主题:Global weak solutions to the isentropic compressible Navier-Stokes equations with vacuum and unbounded density in a half-plane under Dirichlet boundary conditions 半平面内Dirichlet边界条件下含真空及无界密度的等熵可压缩Navier-Stokes方程的整体弱解
主讲人:西南大学数学与统计学院 钟新 教授
主持人:西南财经大学数学学院 王永富
时间:2026年6月20日16:30-17:30
地点:西南财经大学光华校区崇文楼405会议室
主办单位:数学学院 科研处
主讲人简介:
钟新,西南大学数学与统计学院教授,博士生导师,学院和学部学术委员会委员。主要研究领域为可压缩Navier–Stokes 方程组及相关模型解的定性理论,以独立作者或通讯作者在Math. Ann.、J. Math. Pures Appl.、Comm. Partial Differential Equations、Indiana Univ. Math. J.、J. Nonlinear Sci.、Calc. Var. Partial Differential Equations等期刊上发表多篇学术论文,主持国家自然科学基金项目3项、省部级科研项目7项。曾先后入选重庆市巴渝学者计划青年学者、重庆英才计划青年拔尖人才、重庆青年科技创新先锋人物、重庆市科学传播专家,获得重庆市自然科学奖三等奖(独立完成人)、萧文灿数学研究杰出教师奖。
内容提要:
We establish the global existence of a class of weak solutions to the isentropic compressible Navier-Stokes equations in a half-plane with Dirichlet boundary conditions, allowing for vacuum both in the interior and at infinity, under a suitably small initial total energy. The solutions constructed here admit unbounded densities and lie in an intermediate regularity regime between the finite-energy weak solutions of Lions-Feireisl and the framework of Hoff. This result generalizes previous works of Hoff (Comm. Pure Appl. Math. 55 (2002), pp. 1365-1407) and Perepelitsa (Arch.
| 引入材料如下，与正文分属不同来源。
PR #1011, opened 2025-04-09
Migrate from `poetry` to `uv`

tothtamas28:
Currently, updates of kontrol dependencies are stuck due to failing builds of more recent python packages, see failing CI runs [here](https://github.com/runtimeverification/kontrol/pull/1008). In particular, the python dependency builds fail due to stale versions of python build system packages. In `poetry2nix` these are always by default taken, with precedence, from `nixpkgs`, which in our case is out-of-date. Overriding of build system packages poses quite challenging, imo due to changes in `buildPythonPackage` from `nixpkgs`. This was observed in this [pull request](https://github.com/runtimeverification/k/pull/4746#event-16803952080).

Instead of hot patching build system packages and buildPythonPackages until we have an up-to-date `nixpkgs` again, [`uv2nix`](https://github.com/pyproject-nix/uv2nix) and [`pyproject.nix`](https://github.com/pyproject-nix/pyproject.nix) can be used. In particular, this allows us to instead use up-to-date python build system packages from [`build-system-pkgs`](https://github.com/pyproject-nix/build-system-pkgs). This in turn will make the python builds in this aforementioned [pull request](https://github.com/runtimeverification/kontrol/pull/1008) be able to successfully build.

In addition, migrating from `poetry` to `uv` allows us to use any build system backend instead of only `poetry-core`. Also, `uv` already adheres to recent `pyproject.toml` standards.


tothtamas28:
@juliankuners @F-WRunTime a few notes on how `pyproject.toml` can be efficiently migrated for other repos:
* The script [`migrate-to-uv`](https://github.com/mkniewallner/migrate-to-uv) does 99% of the job.
* It will translate `git` dependencies into an entry in the `[tool.uv.sources]` table. This field is only used by `uv`, so `pip install <source-directory>` won't work correctly this way. Instead, we can use [direct references](https://hatch.pypa.io/1.9/config/dependency/#direct-references) of `hatch`. To enable this feature, `tool.hatch.metadata.allow-direct-references = true` has to be set in `pyproject.toml`.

Ration. Mech. Anal. 212 (2014), pp. 709-726) concerning discontinuous solutions by allowing vacuum states and unbounded density. Our analysis relies on the Green function method and new estimates involving the specific structure of the equations and the geometry of the half-plane. To the best of our knowledge, this is the first result concerning global weak solutions within Hoff's framework on an unbounded domain that simultaneously accommodates Dirichlet boundary conditions and far-field vacuum. The intermediate-regularity class developed here may be viewed as a natural extension of Hoff's theory, precisely tailored to overcome the two corresponding obstructions: the lack of global space-time control of the effective viscous flux arising from far-field vacuum and the absence of boundary-induced regularity gains in the no-slip setting. 讲座主要围绕在初始总能量充分小的条件下,证明了半平面内具有Dirichlet边界条件的等熵可压缩Navier-Stokes方程的一类弱解的整体存在性,该解允许在区域内部及无穷远处存在真空展开。此处构造的解容许无界密度,且其正则性介于Lions-Feireisl的有限能量弱解与Hoff的理论框架之间。通过允许真空态和无界密度,这一结果推广了Hoff (Comm. Pure Appl. Math. 55 (2002), pp. 1365-1407) 和 Perepelitsa (Arch. Ration. Mech. Anal. 212 (2014), pp. 709-726) 关于间断解的先前工作。我们的分析依赖于格林函数方法,以及结合方程特定结构与半平面几何特征的新估计。据我们所知,这是无界域上Hoff框架内关于整体弱解的首个结果,该结果同时兼容了Dirichlet边界条件与远场真空。此处发展的中间正则性类可视为Hoff理论的自然推广,其专门旨在克服两个相应的障碍:远场真空导致的有效粘性通量缺乏全局时空控制,以及无滑移条件下缺乏边界诱导的正则性提升。